Через некоторое время ко мне, тщательно скрываясь за кустами и сгибаясь, прибежал связной и передал приказ всем командирам отделений и взводов собраться на командном пункте, который находился в противотанковом рве. На командном пункте командир стрелковой роты объяснил, где располагается противник, а также поставил перед нами задачу.
— Товарищи, — обратился он к нам, — необходимо очень скрытно, по-пластунски, проползти это картофельное поле и занять исходную позицию перед теми кустарниками, которые примыкают к тому хутору, где находятся немцы.
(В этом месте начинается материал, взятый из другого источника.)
PR #47770, opened 2026-01-27
gpui: Fix nested deferred support

huacnlee:
Release Notes:

- N/A

To fix crash when use `deferred` in a `deferred`.

```
thread 'main' (4024343) panicked at /Users/jason/.cargo/git/checkouts/zed-a70e2ad075855582/83ca310/crates/gpui/src/window.rs:2411:9:
assertion `left == right` failed: cannot call defer_draw during deferred drawing
  left: 1
 right: 0
```

#### Case 1

- A Popover (used `deferred`) with a form.
- An Input element in the Popover form.
- Input have ContextMenu that used `deferred`.
- User right click Input to open menu.

image

#### Case 2

- A Popover (`deferred`) with some content.
- There have a `info` icon in the content to show some tip by open another Popover.

### Test by `examples/popover.rs`

image


Veykril (approved):
Thanks!

PR #47795, opened 2026-01-27
New multi workspace

mikayla-maki:
It's happeningggggg

Release Notes:

- Changed the Agent Panel so that the Active Thread is restored on restart.


crates/dev_container/src/devcontainer_api.rs
```diff
@@ -631,17 +543,16 @@ fn parse_json_from_cli<T: serde::de::DeserializeOwned>(raw: &str) -> Result<T, D
 }
 
 fn devcontainer_cli_command(
-    path_to_cli: &PathBuf,
-    found_in_path: bool,
+    cli: &DevContainerCli,
     node_runtime_path: &PathBuf,
```
KyleBarton: We could probably add an Option<NodeRuntime> to the `DevContainerCli` struct, do the optional path extraction logic here; would reduce duplication in all the calling sites. That's really the intent of this function anyway: to wrap the "do I call `node devcontainer.js` or just call `devcontainer`" logic, depending on what's installed

PR #47800, opened 2026-01-27
git: Fix stage/unstage failure with a large number of files

marcocondrache:
Git commands can fail when staging or unstaging a very large number of files because each file path is passed as a separate CLI argument. Once the argument list grows beyond the OS limit, git errors with Argument list too long (os error 7). 

Since git 2.26, pathspecs can be read from stdin, which lets us avoid passing thousands of paths as arguments and bypass this limitation.

I looked for existing issues related to this but couldn’t find any.

Repro:

- Clone rust-lang repo
- Delete root tests folder
- Try to stage or unstage (40,000+ files)
- Git fails with Argument list too long (os error 7)

Release Notes:

- Fixed an issue where stage/unstage could fail when operating on a very large number of files

### DIFF
--- a/crates/git/src/repository.rs
+++ b/crates/git/src/repository.rs
@@ -1954,35 +1954,15 @@ impl GitRepository for RealGitRepository {
         let git_binary_path = self.any_git_binary_path.clone();
         self.executor
             .spawn(async move {
-                if paths.is_empty() {
-                    return Ok(());
-                }
-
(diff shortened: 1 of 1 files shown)


marcocondrache:
@cole-miller thanks! I added the fallback to the old command. Since `pathspec-from-file` is available from git 2.26 (2020), most users should hit the first path anyway. The stage method uses `update-index`, which has supported --stdin since the earliest releases, so this should be safe.

PR #47806, opened 2026-01-27
git_ui: Avoid blocking main thread during stage/unstage

marcocondrache:
With a large number of files in the git status, pressing stage/unstage could cause a noticeable freeze. The async performance profiler showed that the task spawned inside `change_all_files_stage` blocked the main thread for 300ms+, resulting in a clear and visible UI stall. The main cause was the need to traverse all entries to determine what to stage or unstage, which becomes expensive for large change sets.

Same repro as: #47800

Release Notes:

- Improved latency of stage/unstage operations


Veykril (approved):
Thanks!

PR #47824, opened 2026-01-28
project: Increase search detect yield threshold to 20KB

cppcoffee:
Release Notes:

- Improved CPU switching frequency for project search

### DIFF
--- a/crates/project/src/search.rs
+++ b/crates/project/src/search.rs
@@ -345,16 +345,16 @@ impl SearchQuery {
 
         let mut text = String::new();
         let mut bytes_read = 0;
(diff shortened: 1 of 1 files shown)


cppcoffee:
For modern CPU and I/O speeds, the 128-byte threshold is too small. This means the program will extremely frequently pause the current task and yield control back to the scheduler. This excessive Context Switching causes huge CPU overhead, severely slowing down the scanning speed of large batches of files.


Partially solve https://github.com/zed-industries/zed/issues/47767

osiewicz (approved):
Makes sense :+1: We'll probably merge it tomorrow, as today's a release day. Let's give it some baking time on Nightly.

PR #47829, opened 2026-01-28
cli: Prevent duplicate workspaces on macOS restoration

faustbrian:
When macOS restores workspace windows on launch (with "Close windows when quitting an application" disabled in system preferences), and then `zed .` is invoked via CLI for the same workspace, Zed was opening duplicate windows - one from macOS restoration and another from the CLI handler.

This fix adds a check in the `open_workspaces` function to detect if workspace windows already exist before attempting to restore from settings. If windows are already open (e.g., from macOS restoration), the function returns an empty vector instead of calling `restorable_workspace_locations()`, preventing duplicate window creation.

Side effects: None. The fix only affects the CLI path when no paths are provided and `open_new_workspace != Some(true)`. All other behaviors (welcome screen, empty window creation, explicit path opening) remain unchanged.

Fixes #40588

Release Notes:

- N/A


faustbrian:
@MrSubidubi resolved conflicts

PR #47830, opened 2026-01-28
Reapply titlebar settings on window restoration on macOS

### LINKED ISSUE #33709: [macOS] Restored Zed window gets native window border
### Summary

Zed shows up with a native macOS window title bar, drawing over its custom one.

### Description

There's a macOS sort of.. bug (feature?), where when an app has both a full-screen space, and a window in a desktop space, and then you reboot, they are both restored into the same space, with the desktop window drawing over the full-screen space. This is something I've seen in other apps, notably Mail.

So I had one project open in full-screen, and one open on the desktop. When I rebooted, the small window was drawn floating atop the full-screen instance of Zed, and the small window had a native Mac titlebar, as can be seen in the image.

Image

I have to apologise for the poor repro image - it happened on a work machine so I've had to redact code/filenames, and unfortunately I closed the full-screen instance before I thought to make a bug report. If I can reproduce consistently I'll try to get a better report/screenshot.

Steps to reproduce:
1. Open one Zed project and full-screen that window.
2. Swipe back to the desktop and open another project, don't full-screen it.
3. Restart the Mac with "Restore window positions" enabled.
4. Observe the child window having incorrect window decoration.

I am running the macOS 26 Tahoe Beta. I'm not sure if that's related to the window border bug, but it definitely isn't what causes child windows to be restored in the wrong space - I've seen that behaviour on macOS since Sierra.

Zed: v0.193.3 (Zed Preview) 
OS: macOS 16.0.0
Memory: 16 GiB
Architecture: aarch64

faustbrian:
When macOS restores windows after reboot (with "Restore windows when quitting an app" enabled), the transparent titlebar settings were not being reapplied, causing the native macOS titlebar to appear instead of Zed's custom transparent titlebar.

This fix adds a helper method that reapplies titlebar settings when a window becomes key. The method checks the transparent_titlebar flag and reapplies setTitlebarAppearsTransparent and setTitleVisibility calls as needed.

Side effects: None. This only reapplies existing settings that should have been preserved by macOS but weren't.

Fixes #33709

Release Notes:

- N/A


MrSubidubi:
Thanks for this! I also see this ocasionally fail, however, most of the time it does work for me. Could you perhaps elaborate how this will fix this issue for good and why `window_did_change_key_status` is the proper place for this? Thanks!

faustbrian:
@MrSubidubi resolved conflicts

PR #47838, opened 2026-01-28
docs: Document default for include_warnings

fernandoperezlara:
## Summary
Add documentation for the default value of `include_warnings` in diagnostics settings. This makes it consistent with other settings that document their default values.

## Test plan
- Documentation-only change, no functional changes

Release Notes:

- N/A


SomeoneToIgnore (approved):
Thanks.

PR #47847, opened 2026-01-28
anthropic: Support alternative provider SSE formatting

raphaelluethy:
Closes #ISSUE

The issue I ran into was that responses from anthropic compatible providers, like Kimi for Coding, have no space after `data:`. This change just adds a quick check to also allow for those providers to work.

Before it just resolved but did not show any output:
CleanShot 2026-01-28 at 12 50 31@2x

Now it returns the proper result:
CleanShot 2026-01-28 at 12 56 30@2x

Normal Anthropic models still work as expected:
CleanShot 2026-01-28 at 12 58 37@2x

Config to test
```json
 "language_models": {
    "anthropic": {
      "api_url": "https://api.kimi.com/coding",
      "available_models": [
          {
            "name": "kimi-for-coding",
            "display_name": "Kimi 2.5 Coding",
            "max_tokens": 262144,
            "max_output_tokens": 32768,
          },
      ],
    },
}
```

TLDR:
- Accepts SSE data:{...} lines (no space) emitted by some alternative Anthropic providers, in addition to the standard data: {...} format.

Release Notes:

- Fixed Anthropic streaming for alternative providers by accepting SSE data:{...} (no space) lines.

### DIFF
--- a/crates/anthropic/src/anthropic.rs
+++ b/crates/anthropic/src/anthropic.rs
@@ -703,7 +703,16 @@ pub async fn stream_completion_with_rate_limit_info(
             .filter_map(|line| async move {
                 match line {
                     Ok(line) => {
-                        let line = line.strip_prefix("data: ")?;
+                        // Some Anthropic-compatible endpoints omit the space after `data:`.
+                        // Accept both `data: {json}` and `data:{json}`.
+                        let line = match line.strip_prefix("data:") {
+                            Some(rest) => rest.trim_start(),
+                            None => return None,
+                        };
+
+                        if line.is_empty() {
+                            return None;
+                        }
                         match serde_json::from_str(line) {
                             Ok(response) => Some(Ok(response)),
                             Err(error) => Some(Err(AnthropicError::DeserializeResponse(error))),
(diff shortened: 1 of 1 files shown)


crates/anthropic/src/anthropic.rs
```diff
@@ -703,7 +703,11 @@ pub async fn stream_completion_with_rate_limit_info(
             .filter_map(|line| async move {
                 match line {
                     Ok(line) => {
-                        let line = line.strip_prefix("data: ")?;
+                        let line = match line.strip_prefix("data:") {
+                            Some(rest) => rest.trim_start(),
```
benbrandt: Hmm I think we'd want to only trim up to one space?

raphaelluethy: I added that to prevent any occurrence of the issue, one space or more should not impact the happy path. But yes, for my issue 1 space would be the original fix.

raphaelluethy: As an addition: I am not sure if I got your comment correctly. The implementation for Antropic itself would leave no space, as it just directly matches the single space that exists.

My solution accounts for 0, or many spaces (the bug originally was having **no** space after `:`.

The following logic does not expect a space to be available, so there should be no issue.

Did I understand correctly? Or have you meant something different?

benbrandt: The issue is that trim_start will now strip more than one space

benbrandt: Updated to the same behavior we have for openai

benbrandt (approved):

А рано утром, после артподготовки, которую проведут наши артиллеристы, мы должны пойти в атаку и выбить немцев из хутора.
После этого приказа он почему-то посмотрел в мою сторону и, увидев меня, подозвал к себе и добавил:
— А вы, старший сержант Ильин, со своим отделением поползете первыми и выдвинетесь под самый кустарник, который вы видите вон там, около хутора. Окопаетесь и будете вести скрытно наблюдение за действиями противника. Всю ночь бдительно наблюдать. Только не спать.
— Есть, товарищ старший лейтенант, — ответил я.
— Выполняйте приказание!
Мы разошлись по своим отделениям. Как мне и было приказано, я со своим отделением по-пластунски пополз по картофельному полю к тем кустарникам, которые находились около хутора. До них было около километра. Ползли мы медленно, все время прислушиваясь и наблюдая за поведением противника. Но кустарники были безлюдны, и никаких немцев в них не было видно. Все шло хорошо. И вдруг один из моих бойцов — младший сержант Заруцкий — подползает ко мне и категорически заявляет, что он дальше не поползет, так как сильно болен. Он стал проситься у меня, чтобы я его отпустил к врачу. Посмотрев внимательно на его лицо, я понял, что он не болен, а просто струсил перед такой боевой задачей. Я ему строго заявил, что нужно выполнять боевой приказ, и приказал двигаться дальше за мной. Но, несмотря на мой строгий приказ, Заруцкий все же отстал от нас. Ползти надо было еще далеко, но я как-то совсем не чувствовал усталости, только очень волновался, сумею ли выстоять, если на нас обрушится огонь противника.
Дело шло к вечеру, смеркалось. Стало прохладнее, а потому и легче ползти. Я приподнял голову и посмотрел, что там впереди. Уже совсем близко темнели кусты, и только еще западный край их был слабо освещен уходящим за горизонт солнцем. Из хутора доносились громкие голоса женщин, мычание коров и лай собак. Справа и слева я слышал пыхтение ползущих рядом со мной товарищей.
Картофельное поле кончилось, и я шепотом приказал остановиться, пока совсем не стемнеет. Было еще достаточно светло, я успел разглядеть, что на нашем краю поля росла довольно высокая трава, а за ней был спуск к кустарнику. Он рос в небольшой низине, и там, видимо, протекал небольшой ручей, так как в вечерней тишине было слышно журчание воды. До кустарников оставалось не более пятидесяти метров. Когда совсем стемнело, мы стали осторожно продвигаться к краю низины и в траве выкопали небольшие окопчики, чтобы в них можно было сидеть, а сверху замаскировались высокой травой. Обзор из окопчиков был очень хороший. Видны были все кусты и правая часть хутора, особенно хорошо дома его. Неожиданно в хуторе поднялись какие-то крики, были слышны немецкие ругательства и плач женщин. Минут через двадцать справа от хутора ярко запылал стоящий на отшибе какой-то сарай. Огонь его хорошо освещал крайние избы хутора.